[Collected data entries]
--- --- ---
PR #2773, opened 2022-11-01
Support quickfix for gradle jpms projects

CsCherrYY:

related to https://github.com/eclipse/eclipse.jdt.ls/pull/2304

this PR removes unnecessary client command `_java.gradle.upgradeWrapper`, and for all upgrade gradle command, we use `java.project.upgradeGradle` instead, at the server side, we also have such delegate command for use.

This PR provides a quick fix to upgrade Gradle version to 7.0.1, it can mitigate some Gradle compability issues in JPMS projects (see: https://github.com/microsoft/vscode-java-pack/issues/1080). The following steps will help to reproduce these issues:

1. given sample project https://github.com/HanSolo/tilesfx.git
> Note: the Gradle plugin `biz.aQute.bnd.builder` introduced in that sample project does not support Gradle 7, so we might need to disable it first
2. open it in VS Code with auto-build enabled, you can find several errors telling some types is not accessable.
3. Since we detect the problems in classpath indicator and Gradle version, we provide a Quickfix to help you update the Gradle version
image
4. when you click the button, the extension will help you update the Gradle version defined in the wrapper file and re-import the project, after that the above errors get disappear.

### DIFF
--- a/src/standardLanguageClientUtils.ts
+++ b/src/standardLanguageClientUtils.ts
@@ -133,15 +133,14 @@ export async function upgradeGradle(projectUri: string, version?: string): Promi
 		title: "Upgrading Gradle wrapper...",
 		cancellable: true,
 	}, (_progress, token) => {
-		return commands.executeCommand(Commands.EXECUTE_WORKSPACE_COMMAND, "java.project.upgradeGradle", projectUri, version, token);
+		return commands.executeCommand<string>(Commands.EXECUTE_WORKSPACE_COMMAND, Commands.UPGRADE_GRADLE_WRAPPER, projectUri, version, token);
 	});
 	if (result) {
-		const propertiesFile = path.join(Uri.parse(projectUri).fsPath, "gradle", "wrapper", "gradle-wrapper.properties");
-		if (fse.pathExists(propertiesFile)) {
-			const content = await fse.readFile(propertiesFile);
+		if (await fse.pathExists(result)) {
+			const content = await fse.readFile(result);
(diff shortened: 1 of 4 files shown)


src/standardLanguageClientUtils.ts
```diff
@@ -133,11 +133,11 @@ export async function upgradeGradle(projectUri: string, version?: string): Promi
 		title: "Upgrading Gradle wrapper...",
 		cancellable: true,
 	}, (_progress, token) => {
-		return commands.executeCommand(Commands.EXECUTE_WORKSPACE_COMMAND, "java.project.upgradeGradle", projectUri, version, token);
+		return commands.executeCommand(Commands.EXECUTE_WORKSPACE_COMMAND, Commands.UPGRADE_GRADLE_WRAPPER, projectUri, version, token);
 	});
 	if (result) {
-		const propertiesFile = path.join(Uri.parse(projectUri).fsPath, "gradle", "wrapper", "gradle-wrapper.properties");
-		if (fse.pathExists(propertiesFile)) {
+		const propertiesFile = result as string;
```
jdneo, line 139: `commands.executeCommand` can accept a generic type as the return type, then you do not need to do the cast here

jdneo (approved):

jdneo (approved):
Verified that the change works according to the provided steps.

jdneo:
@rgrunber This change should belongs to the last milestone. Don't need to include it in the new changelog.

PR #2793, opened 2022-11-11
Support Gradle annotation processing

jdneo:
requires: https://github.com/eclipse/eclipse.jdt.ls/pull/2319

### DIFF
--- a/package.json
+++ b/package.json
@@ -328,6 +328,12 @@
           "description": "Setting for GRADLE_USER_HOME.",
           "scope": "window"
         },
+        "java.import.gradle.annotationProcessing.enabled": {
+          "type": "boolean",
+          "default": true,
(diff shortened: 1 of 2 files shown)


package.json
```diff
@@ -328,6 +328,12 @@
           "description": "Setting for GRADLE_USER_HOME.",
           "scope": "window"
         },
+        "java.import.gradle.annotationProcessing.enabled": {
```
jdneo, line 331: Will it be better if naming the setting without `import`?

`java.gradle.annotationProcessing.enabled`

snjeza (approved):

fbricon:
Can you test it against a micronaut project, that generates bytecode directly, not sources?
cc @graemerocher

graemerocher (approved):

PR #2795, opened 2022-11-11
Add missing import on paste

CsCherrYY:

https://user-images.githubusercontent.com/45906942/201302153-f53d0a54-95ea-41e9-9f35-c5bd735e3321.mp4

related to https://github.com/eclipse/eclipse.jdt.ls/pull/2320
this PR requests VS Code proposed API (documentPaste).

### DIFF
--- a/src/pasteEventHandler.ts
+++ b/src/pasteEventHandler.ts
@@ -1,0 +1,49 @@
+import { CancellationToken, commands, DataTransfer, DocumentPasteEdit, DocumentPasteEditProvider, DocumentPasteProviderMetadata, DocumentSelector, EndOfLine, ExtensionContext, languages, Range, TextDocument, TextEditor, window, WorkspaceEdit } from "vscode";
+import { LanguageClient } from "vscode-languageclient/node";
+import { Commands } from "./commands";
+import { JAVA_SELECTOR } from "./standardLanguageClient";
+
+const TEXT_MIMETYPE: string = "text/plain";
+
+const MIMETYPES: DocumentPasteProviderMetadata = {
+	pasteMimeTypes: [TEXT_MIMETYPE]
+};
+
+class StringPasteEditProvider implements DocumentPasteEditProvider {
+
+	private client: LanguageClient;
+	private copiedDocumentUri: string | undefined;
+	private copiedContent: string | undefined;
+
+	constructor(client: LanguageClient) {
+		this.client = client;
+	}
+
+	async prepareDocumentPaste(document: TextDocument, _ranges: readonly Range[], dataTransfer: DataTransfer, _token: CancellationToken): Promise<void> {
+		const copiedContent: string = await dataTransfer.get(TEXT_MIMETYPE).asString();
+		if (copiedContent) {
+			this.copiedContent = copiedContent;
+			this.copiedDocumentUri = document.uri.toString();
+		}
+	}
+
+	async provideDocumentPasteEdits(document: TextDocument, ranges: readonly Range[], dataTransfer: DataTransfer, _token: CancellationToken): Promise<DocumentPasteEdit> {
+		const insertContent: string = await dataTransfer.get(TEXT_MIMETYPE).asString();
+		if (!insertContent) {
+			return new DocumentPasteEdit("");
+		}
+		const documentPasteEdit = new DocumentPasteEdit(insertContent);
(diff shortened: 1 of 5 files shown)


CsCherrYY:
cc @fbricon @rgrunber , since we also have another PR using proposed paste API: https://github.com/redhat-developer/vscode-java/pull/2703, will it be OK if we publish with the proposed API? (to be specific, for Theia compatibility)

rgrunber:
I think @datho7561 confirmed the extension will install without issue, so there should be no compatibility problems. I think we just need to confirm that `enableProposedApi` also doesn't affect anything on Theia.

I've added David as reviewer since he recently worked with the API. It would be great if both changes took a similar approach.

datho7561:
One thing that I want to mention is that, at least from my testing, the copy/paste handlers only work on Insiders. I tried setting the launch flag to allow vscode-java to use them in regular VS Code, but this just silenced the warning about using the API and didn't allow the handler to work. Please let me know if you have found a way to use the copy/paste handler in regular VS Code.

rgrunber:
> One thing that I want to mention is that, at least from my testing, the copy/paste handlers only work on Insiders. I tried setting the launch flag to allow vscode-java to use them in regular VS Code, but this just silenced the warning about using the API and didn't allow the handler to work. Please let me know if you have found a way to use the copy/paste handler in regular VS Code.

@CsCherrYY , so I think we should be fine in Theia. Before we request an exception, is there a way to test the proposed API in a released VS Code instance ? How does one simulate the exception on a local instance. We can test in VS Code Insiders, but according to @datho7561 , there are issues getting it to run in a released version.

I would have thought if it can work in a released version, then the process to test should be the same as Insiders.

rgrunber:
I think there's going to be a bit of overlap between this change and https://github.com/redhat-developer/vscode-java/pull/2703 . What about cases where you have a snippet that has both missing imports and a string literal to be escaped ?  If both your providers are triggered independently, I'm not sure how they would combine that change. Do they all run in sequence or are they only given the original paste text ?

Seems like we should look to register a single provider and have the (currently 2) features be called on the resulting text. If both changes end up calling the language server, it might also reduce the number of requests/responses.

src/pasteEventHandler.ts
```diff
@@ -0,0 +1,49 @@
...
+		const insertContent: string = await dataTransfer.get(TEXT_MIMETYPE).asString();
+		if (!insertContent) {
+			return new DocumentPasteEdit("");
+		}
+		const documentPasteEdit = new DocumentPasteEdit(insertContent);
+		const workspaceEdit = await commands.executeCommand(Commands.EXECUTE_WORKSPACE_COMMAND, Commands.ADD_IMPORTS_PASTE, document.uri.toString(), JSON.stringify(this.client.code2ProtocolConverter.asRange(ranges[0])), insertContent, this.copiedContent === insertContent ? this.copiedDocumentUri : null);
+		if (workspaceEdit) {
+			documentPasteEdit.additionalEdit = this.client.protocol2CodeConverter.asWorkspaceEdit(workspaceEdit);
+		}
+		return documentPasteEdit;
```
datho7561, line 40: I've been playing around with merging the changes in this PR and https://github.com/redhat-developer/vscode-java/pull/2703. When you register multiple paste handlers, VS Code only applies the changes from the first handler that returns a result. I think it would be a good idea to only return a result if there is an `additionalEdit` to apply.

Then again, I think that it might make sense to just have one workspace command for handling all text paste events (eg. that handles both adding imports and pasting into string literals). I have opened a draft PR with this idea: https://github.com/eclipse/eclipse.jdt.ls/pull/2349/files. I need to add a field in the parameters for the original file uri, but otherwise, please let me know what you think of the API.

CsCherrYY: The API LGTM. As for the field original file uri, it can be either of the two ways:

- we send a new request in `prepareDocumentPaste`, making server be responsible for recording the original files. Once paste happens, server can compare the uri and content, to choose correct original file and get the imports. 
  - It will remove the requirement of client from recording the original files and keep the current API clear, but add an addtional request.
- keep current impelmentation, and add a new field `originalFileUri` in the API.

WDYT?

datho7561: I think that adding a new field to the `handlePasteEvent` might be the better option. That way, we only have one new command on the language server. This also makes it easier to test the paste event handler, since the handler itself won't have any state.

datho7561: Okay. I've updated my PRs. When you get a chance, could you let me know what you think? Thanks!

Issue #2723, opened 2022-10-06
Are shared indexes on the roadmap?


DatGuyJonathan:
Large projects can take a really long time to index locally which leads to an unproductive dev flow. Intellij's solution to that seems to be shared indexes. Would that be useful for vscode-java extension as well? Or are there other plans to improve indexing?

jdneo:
--- --- ---
*PROBLEM DESCRIPTION*:
Within the entries above, find each line where "shared" appears; copy every one.

*SOLUTION BELOW*:
Are shared indexes on the roadmap?
Large projects can take a really long time to index locally which leads to an unproductive dev flow. Intellij's solution to that seems to be shared indexes. Would that be useful for vscode-java extension as well? Or are there other plans to improve indexing?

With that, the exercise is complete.